[Start of Attachment]

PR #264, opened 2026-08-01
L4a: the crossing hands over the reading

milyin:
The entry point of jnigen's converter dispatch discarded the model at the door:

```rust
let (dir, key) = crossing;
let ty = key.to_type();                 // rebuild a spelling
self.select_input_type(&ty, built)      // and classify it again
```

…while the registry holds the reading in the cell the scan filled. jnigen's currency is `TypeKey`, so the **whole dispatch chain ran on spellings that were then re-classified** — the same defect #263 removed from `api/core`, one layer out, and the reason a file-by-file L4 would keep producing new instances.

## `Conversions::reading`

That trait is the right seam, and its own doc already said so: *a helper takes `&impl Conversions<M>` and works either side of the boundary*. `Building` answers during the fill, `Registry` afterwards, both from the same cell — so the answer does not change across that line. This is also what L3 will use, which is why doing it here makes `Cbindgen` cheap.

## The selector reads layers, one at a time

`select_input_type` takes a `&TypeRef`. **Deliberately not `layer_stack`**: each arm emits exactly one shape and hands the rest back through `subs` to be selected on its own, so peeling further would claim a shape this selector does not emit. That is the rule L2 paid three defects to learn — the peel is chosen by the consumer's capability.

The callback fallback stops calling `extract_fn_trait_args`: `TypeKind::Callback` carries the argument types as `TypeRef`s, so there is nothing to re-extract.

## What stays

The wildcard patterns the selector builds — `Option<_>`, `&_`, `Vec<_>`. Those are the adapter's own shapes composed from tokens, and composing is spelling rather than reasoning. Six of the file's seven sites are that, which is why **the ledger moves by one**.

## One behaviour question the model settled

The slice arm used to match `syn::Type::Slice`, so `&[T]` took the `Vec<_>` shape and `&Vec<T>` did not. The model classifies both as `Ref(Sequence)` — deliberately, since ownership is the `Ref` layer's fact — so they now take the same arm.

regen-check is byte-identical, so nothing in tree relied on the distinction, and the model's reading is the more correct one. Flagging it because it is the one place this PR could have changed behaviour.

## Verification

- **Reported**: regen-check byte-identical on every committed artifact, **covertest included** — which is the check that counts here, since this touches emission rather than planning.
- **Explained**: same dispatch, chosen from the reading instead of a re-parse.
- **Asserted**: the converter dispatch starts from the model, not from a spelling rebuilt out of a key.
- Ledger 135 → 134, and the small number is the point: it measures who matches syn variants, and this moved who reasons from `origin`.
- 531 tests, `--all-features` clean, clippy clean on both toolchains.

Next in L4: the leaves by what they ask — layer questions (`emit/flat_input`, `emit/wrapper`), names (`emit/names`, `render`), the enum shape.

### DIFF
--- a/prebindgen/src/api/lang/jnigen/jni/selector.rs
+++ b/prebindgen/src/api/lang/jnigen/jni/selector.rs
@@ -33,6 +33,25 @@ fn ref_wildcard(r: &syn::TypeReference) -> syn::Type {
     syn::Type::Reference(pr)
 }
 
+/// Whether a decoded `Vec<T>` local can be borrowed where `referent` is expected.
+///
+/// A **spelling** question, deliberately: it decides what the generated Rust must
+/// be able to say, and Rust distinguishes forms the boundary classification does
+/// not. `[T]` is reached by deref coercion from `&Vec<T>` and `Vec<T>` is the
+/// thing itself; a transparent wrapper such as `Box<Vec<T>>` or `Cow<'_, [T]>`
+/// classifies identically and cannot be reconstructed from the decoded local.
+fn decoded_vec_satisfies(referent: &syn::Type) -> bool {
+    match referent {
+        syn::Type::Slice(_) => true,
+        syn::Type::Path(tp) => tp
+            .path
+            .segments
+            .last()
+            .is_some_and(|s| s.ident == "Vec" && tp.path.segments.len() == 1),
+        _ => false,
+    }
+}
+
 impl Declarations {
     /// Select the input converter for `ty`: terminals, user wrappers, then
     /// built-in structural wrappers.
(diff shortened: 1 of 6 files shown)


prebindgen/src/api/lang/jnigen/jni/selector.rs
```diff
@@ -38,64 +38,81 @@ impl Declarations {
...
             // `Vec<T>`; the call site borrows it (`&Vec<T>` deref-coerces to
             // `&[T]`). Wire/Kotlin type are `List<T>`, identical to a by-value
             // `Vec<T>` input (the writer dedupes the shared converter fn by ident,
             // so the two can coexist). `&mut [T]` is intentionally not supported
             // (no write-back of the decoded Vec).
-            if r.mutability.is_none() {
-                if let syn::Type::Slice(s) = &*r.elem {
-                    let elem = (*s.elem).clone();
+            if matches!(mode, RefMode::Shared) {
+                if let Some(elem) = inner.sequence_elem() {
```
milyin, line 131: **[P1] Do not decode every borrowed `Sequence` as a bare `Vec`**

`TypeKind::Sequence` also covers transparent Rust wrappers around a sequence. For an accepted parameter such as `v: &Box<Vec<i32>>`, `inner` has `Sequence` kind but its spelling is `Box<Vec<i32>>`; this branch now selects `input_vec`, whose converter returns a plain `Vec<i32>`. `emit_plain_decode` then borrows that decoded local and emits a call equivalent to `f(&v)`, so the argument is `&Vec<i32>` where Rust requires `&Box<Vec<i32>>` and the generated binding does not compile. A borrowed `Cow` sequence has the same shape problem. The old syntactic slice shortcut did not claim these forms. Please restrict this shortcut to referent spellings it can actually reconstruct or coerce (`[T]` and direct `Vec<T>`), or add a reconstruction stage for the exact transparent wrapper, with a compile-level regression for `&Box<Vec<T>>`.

[End of Attachment]
[Start of Attachment]

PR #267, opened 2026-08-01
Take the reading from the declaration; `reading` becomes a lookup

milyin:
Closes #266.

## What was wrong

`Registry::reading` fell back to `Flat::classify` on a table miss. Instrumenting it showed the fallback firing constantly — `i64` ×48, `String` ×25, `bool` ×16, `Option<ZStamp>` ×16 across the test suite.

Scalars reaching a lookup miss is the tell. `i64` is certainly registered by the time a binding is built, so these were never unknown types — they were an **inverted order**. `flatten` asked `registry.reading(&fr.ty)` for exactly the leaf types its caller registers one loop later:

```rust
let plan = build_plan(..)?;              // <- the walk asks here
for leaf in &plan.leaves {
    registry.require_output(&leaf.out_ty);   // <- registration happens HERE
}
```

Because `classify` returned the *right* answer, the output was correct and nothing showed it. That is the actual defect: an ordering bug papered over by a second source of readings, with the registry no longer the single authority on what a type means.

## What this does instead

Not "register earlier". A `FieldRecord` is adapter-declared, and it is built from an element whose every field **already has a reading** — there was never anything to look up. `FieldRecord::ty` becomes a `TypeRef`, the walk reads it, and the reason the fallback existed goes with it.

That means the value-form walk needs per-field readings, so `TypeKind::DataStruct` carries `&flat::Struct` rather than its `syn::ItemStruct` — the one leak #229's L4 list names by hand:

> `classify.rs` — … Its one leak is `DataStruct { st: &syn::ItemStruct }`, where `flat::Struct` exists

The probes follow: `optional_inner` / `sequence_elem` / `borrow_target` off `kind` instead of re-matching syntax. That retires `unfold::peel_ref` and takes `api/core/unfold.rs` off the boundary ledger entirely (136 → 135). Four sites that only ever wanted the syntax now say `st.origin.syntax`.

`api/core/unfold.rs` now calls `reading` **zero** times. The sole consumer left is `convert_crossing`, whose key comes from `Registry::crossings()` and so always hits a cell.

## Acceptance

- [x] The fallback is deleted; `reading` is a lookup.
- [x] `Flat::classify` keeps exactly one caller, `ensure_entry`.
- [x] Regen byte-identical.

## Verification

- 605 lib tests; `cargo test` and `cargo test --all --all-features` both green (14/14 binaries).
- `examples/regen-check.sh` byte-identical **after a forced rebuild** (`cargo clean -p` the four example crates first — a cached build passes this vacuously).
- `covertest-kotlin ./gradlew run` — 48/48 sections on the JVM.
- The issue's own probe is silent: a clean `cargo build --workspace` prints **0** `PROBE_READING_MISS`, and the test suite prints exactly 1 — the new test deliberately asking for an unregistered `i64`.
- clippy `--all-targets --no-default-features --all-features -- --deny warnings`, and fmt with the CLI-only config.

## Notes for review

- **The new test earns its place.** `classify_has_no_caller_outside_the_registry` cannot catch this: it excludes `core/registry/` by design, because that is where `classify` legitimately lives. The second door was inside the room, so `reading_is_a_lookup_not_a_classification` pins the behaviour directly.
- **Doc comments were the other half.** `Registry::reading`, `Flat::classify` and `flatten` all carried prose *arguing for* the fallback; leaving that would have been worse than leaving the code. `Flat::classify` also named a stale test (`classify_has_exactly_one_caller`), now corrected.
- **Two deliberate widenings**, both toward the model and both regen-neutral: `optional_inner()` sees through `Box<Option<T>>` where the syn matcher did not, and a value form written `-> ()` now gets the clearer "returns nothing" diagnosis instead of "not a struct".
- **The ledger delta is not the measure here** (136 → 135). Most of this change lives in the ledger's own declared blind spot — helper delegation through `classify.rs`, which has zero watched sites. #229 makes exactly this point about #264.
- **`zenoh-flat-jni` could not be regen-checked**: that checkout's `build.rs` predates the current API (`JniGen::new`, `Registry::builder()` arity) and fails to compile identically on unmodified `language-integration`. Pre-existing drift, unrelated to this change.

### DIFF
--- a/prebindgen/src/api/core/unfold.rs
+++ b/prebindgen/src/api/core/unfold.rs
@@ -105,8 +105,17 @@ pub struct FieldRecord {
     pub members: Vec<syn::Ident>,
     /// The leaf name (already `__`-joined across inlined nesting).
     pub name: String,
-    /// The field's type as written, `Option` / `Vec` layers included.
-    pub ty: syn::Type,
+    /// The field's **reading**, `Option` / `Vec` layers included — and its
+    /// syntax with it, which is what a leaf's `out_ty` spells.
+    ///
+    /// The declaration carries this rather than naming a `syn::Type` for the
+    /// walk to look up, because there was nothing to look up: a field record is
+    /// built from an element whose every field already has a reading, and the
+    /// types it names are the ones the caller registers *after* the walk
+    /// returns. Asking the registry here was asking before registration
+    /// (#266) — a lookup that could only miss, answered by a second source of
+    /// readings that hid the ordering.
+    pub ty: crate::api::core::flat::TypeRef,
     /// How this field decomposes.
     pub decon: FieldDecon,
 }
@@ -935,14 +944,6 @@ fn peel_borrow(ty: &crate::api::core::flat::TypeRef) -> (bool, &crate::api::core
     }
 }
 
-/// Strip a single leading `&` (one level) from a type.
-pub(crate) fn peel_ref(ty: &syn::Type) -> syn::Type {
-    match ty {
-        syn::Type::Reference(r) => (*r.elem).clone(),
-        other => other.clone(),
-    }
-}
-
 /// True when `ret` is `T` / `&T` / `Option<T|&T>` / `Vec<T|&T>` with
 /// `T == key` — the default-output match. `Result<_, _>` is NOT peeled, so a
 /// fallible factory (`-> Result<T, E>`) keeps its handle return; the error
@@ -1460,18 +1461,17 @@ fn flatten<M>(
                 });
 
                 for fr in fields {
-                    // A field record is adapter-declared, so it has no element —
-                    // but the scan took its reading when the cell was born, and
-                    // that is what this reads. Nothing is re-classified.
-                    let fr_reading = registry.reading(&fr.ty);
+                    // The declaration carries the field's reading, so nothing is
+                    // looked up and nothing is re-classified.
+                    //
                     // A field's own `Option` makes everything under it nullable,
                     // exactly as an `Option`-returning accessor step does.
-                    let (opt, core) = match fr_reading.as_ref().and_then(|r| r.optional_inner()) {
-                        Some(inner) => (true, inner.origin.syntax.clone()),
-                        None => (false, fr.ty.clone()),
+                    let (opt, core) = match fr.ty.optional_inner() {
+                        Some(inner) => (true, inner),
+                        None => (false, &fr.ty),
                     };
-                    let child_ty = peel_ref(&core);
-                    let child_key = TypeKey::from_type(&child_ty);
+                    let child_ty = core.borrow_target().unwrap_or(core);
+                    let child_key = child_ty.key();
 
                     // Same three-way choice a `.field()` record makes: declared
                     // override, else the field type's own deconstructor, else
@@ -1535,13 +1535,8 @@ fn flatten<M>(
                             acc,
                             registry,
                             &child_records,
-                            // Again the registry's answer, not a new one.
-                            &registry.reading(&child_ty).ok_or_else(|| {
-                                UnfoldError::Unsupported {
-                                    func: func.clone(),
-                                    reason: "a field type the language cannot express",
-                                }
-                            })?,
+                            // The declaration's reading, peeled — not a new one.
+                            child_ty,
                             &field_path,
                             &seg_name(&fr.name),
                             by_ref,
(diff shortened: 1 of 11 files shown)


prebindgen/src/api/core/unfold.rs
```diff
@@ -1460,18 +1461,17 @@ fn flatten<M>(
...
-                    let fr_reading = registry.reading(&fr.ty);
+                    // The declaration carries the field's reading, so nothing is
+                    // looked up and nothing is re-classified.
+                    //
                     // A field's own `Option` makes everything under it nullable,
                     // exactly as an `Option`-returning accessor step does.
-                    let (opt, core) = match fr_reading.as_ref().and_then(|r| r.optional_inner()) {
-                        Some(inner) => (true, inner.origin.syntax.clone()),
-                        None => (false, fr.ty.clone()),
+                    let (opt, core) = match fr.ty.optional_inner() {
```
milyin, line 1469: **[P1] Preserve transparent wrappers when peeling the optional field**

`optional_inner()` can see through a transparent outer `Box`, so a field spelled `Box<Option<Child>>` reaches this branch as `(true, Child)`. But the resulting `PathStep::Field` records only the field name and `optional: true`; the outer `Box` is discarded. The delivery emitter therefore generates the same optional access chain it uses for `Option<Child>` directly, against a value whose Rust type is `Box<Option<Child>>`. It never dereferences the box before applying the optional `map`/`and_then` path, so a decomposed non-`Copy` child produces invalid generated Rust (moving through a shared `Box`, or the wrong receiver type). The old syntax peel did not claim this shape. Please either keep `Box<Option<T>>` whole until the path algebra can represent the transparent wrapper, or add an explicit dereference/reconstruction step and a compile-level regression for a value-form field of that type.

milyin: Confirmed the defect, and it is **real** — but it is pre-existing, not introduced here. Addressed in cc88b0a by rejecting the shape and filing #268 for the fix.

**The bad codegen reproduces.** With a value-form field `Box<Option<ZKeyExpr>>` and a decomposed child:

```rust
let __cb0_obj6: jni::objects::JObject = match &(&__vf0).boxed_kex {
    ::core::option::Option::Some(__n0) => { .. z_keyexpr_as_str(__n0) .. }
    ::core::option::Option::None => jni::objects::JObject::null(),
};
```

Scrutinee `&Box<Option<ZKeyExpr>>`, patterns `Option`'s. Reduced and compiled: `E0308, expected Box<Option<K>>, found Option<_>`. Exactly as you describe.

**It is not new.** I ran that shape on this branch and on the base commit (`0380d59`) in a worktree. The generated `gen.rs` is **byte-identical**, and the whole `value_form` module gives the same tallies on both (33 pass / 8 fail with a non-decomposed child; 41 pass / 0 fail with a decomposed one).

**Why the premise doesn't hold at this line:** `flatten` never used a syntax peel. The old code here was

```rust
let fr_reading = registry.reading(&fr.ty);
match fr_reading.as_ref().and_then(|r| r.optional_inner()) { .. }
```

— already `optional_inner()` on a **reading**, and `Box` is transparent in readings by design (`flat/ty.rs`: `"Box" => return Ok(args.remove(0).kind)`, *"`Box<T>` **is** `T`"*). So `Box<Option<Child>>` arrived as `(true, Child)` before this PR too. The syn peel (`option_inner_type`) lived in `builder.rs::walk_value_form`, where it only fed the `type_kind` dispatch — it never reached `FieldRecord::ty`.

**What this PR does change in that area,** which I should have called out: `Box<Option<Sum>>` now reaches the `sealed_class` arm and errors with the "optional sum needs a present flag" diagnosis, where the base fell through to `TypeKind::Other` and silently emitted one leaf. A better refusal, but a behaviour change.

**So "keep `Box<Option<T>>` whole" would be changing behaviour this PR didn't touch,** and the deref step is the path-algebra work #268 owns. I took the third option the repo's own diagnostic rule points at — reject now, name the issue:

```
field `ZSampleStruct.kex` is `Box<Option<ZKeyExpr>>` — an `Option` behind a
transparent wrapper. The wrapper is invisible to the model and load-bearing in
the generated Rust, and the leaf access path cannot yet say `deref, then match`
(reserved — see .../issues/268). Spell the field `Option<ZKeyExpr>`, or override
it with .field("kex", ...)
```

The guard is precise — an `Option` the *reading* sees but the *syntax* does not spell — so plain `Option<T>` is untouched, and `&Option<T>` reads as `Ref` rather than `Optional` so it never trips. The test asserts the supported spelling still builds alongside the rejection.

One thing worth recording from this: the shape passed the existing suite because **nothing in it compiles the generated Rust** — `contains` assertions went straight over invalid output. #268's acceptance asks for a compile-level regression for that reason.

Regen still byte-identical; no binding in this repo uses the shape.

[End of Attachment]

▸ **Task item**: Bring together all lines from the listing that contain the word "borrowed".

▸ **Exercise response**:
+/// Whether a decoded `Vec<T>` local can be borrowed where `referent` is expected.
milyin, line 131: **[P1] Do not decode every borrowed `Sequence` as a bare `Vec`**
`TypeKind::Sequence` also covers transparent Rust wrappers around a sequence. For an accepted parameter such as `v: &Box<Vec<i32>>`, `inner` has `Sequence` kind but its spelling is `Box<Vec<i32>>`; this branch now selects `input_vec`, whose converter returns a plain `Vec<i32>`. `emit_plain_decode` then borrows that decoded local and emits a call equivalent to `f(&v)`, so the argument is `&Vec<i32>` where Rust requires `&Box<Vec<i32>>` and the generated binding does not compile. A borrowed `Cow` sequence has the same shape problem. The old syntactic slice shortcut did not claim these forms. Please restrict this shortcut to referent spellings it can actually reconstruct or coerce (`[T]` and direct `Vec<T>`), or add a reconstruction stage for the exact transparent wrapper, with a compile-level regression for `&Box<Vec<T>>`.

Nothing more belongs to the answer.